[Records drawn from a dataset]

PR #5234, opened 2021-11-29
EVG-15768 display error when project identifier already exists

ablack12:
[EVG-15768 ](https://jira.mongodb.org/browse/EVG-15768)

### Description 
Could make this change more robust but since this is legacy and is mostly just done by our team I think a small fix is best.

### Testing 
Changed logkeeper project to "logkeeper2" and verified that trying to create a new logkeeper returned this error.
image

### DIFF
--- a/public/static/js/projects.js
+++ b/public/static/js/projects.js
@@ -228,7 +228,7 @@ mciModule.controller(
 
     $scope.findProject = function (identifier) {
       return _.find($scope.trackedProjects, function (project) {
-        return project.identifier == identifier;
+        return project.identifier == identifier || project.id == identifier;
       });
     };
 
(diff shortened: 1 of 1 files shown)


public/static/js/projects.js
```diff
@@ -228,7 +228,7 @@ mciModule.controller(
 
     $scope.findProject = function (identifier) {
       return _.find($scope.trackedProjects, function (project) {
-        return project.identifier == identifier;
+        return project.identifier == identifier || project.id == identifier;
```
malikchaya2, line 231: Why is it a problem if someone wants to use an id that is being used as an identifier somewhere? Is the concern that it will end up being confusing?

malikchaya2 (changes requested):

public/static/js/projects.js
ablack12: It isn't a concern, it's something we enforce throughout the codebase ([ById](https://github.com/evergreen-ci/evergreen/blob/0e8564e68d1eff7e6b27b99d6aab9c354b3478e7/model/project_ref.go#L1111) assumes this even).  If the user passes in identifier "evergreen" for example, but we have a project with identifier "evergreen" and ID "evergreen", how do we know which one to give them? For new projects IDs are random hashes so it's unlikely that a project would have that ID, but for old projects that's not true (and also users have the option to set the ID if they choose). Because of this, we need all IDs and identifiers to be unique.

> THE TASK: Answer with a number alone. It should equal the count of lines in the entries that hold "static".

> FINISHED EXERCISE: 4